At this concentration, the analyte is measured in the matrix and subsequently measured in a solvent known not to induce any effect. The analyte signal in the matrix is then divided by the analyte signal in the solvent and multiplied by a hundred, resulting in the percentage of matrix effect. If the percentage is below a hundred, the matrix effect results in a suppression of the result. When it is above a hundred, it causes enhancement of the result.
This method is useful when only this concentration is relevant. It doesn’t necessarily provide any indication of other analyte concentrations.

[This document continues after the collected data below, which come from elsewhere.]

PR #333, opened 2025-02-10
add layouts page links

dblatcher:
## What does this change?

Adds links to the /layouts page recently added. The pages are already in place - not that [DCR is using the data published by the API](https://github.com/guardian/dotcom-rendering/pull/12795), we should make the pages visible on the uI

## How to test

Link buttons on the header nav and home page will direct to the /layouts page

## Images

Screenshot 2025-02-10 at 11 50 47

### DIFF
--- a/apps/newsletters-ui/src/app/components/HomeMenu.tsx
+++ b/apps/newsletters-ui/src/app/components/HomeMenu.tsx
@@ -126,7 +126,7 @@ export function HomeMenu() {
 
 				<ButtonGridItem
 					path="/layouts"
-					content={'All Newsletters page layouts'}
+					content={'View Newsletter Layouts'}
 					variant="outlined"
 				/>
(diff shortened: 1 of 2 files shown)


rhystmills:
This is working as expected locally, my one thought is whether the 'content' label could be an action rather than a description, e.g. "View Newsletter Layouts" rather than "All Newsletters Page Layouts" - I can see that the other buttons on the main page are labelled with actions:

image

dblatcher:
> This is working as expected locally, my one thought is whether the 'content' label could be an action rather than a description, e.g. "View Newsletter Layouts" rather than "All Newsletters Page Layouts" - I can see that the other buttons on the main page are labelled with actions:
> 

great point - just pushing an update now

rhystmills (approved):
Running nicely locally 👍

PR #335, opened 2025-02-19
Move to bigger private subnets

JuliaBrigitte:
Frontent is moving to bigger, private subnets and an SSM Parameter /devx/bigger/private/subnets to reference them. 

## What does this change?

Set newslettersapiPrivateSubnets and newslettersapiPrivateSubnets to new bigger private subnets with parameter /devx/bigger/private/subnets

## How to test

Check if deployment still works

## Next steps

This is to be a interim step that will be reverted once we are in a position to make the values of the new values in the parameter /devx/bigger/private/subnets into a new default. So when the move to the new bigger subnet is complete.

### DIFF
--- a/riff-raff.yaml
+++ b/riff-raff.yaml
@@ -29,6 +29,11 @@ deployments:
       templateStagePaths:
         CODE: NewslettersTool-CODE.template.json
         PROD: NewslettersTool-PROD.template.json
+      templateParameters:
+        newslettersapiPrivateSubnets:
+          /devx/bigger/private/subnets
+        newsletterstoolPrivateSubnets:
+          /devx/bigger/private/subnets
 
   # Newsletters internal tool autoscaling deployment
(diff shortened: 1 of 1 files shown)


riff-raff.yaml
```diff
@@ -29,6 +29,11 @@ deployments:
       templateStagePaths:
         CODE: NewslettersTool-CODE.template.json
         PROD: NewslettersTool-PROD.template.json
+      templateParameters:
```
akash1810, line 32: Is it worth adding an inline comment here to explain what's happening in case folk come across it in its temporal state?

akash1810 (approved):
LGTM!! (assuming we've tested on CODE)

riff-raff.yaml
JuliaBrigitte: Good idea, added a comment

PR #343, opened 2025-07-04
Dblatcher/switch to express

dblatcher:
## What does this change?

changes the Api  app to use Express rather than Fastify.

## Accessibility


apps/newsletters-api/src/app/routes/notifications.ts
```diff
@@ -81,11 +89,9 @@ export function registerNotificationRoutes(app: FastifyInstance) {
 		},
 	);
 
-	app.get<{
-		Params: { newsletterId: string; action: string };
-	}>(
+	app.get(
 		'/api/email/:newsletterId/:action',
-		{ preValidation: canTriggerNotification },
+		// { preValidation: canTriggerNotification },
```
waisingyiu, line 94: Can this comment be deleted?

apps/newsletters-api/src/register-ui-server.ts
```diff
@@ -1,32 +1,60 @@
...
+	Response,
+} from 'express'
+import { static as serveStatic } from 'express';
 
-export function registerUIServer(app: FastifyInstance) {
+
+const routeMap = {
+	'/': [
+		'',
+		'/templates',
```
waisingyiu, line 14: Just an enquiry - why is `/templates` added to the `routeMap` differently from other endpoints like `/launched` and `/drafts`?

In the Fastify code, it appears to have the same pattern as others?

waisingyiu (approved):
Great engineering work!  Happy to approve, with just a couple of non-blocking questions.

I could see that the CI build was successful and the app was running on CODE.

apps/newsletters-api/src/register-ui-server.ts
dblatcher: I guess I was following the structure used in the [UI application](https://github.com/guardian/newsletters-nx/blob/main/apps/newsletters-ui/src/main.tsx) to define react-router routes - the `/templates` page is a subpath of the "homeRoute" `RouteObject` rather than being on its own `RouteObject`. I think it was done this way because `/templates` is a single page with no further routing off it.

From the server point of view, it would have made more sense to have done `/templates` like `/launched` and `/drafts`, but its equivalent since the routeMap is effectively flattened into the list of paths to serve the Ui to.

It would be good to clean this up on a future PR - if we add express routers, it would be nice if the client-side routes corresponded to them.

PR #344, opened 2025-07-23
remove fastify and serverless-express

dblatcher:
## What does this change?

https://github.com/guardian/newsletters-nx/pull/343 replaced fastify with express, but neglected to remove the  fastify dependencies. It also added serverless-express in the expectation if would be needed, but it wasn't. This PR removes the redundant dependencies.

## How to test

Should build and run as before

removes the vulnerability that prompted https://github.com/guardian/newsletters-nx/pull/343

### DIFF
--- a/package-lock.json
+++ b/package-lock.json
@@ -1111,12 +1111,13 @@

Concentration-Based Method
In this method, the matrix effect is measured with the signal-based method but for a range of analyte concentrations. The concentration-based method is used to show that the matrix effect is not analyte concentration dependent.
Calibration-Based Method
This method is particularly relevant when a blank matrix is not available. Different analyte concentrations are measured in solvent and the matrix, and obtained data are plotted in a graph, and linear regression model is used to generate a slope value.
The slope of calibration analyzed in the matrix is then divided by the slope of the calibration curve prepared in the solvent. The ratio is then multiplied by a hundred to generate %ME. For %ME >100% matrix results in overestimation, and for %ME < 100% tested matrix leads to signal suppression.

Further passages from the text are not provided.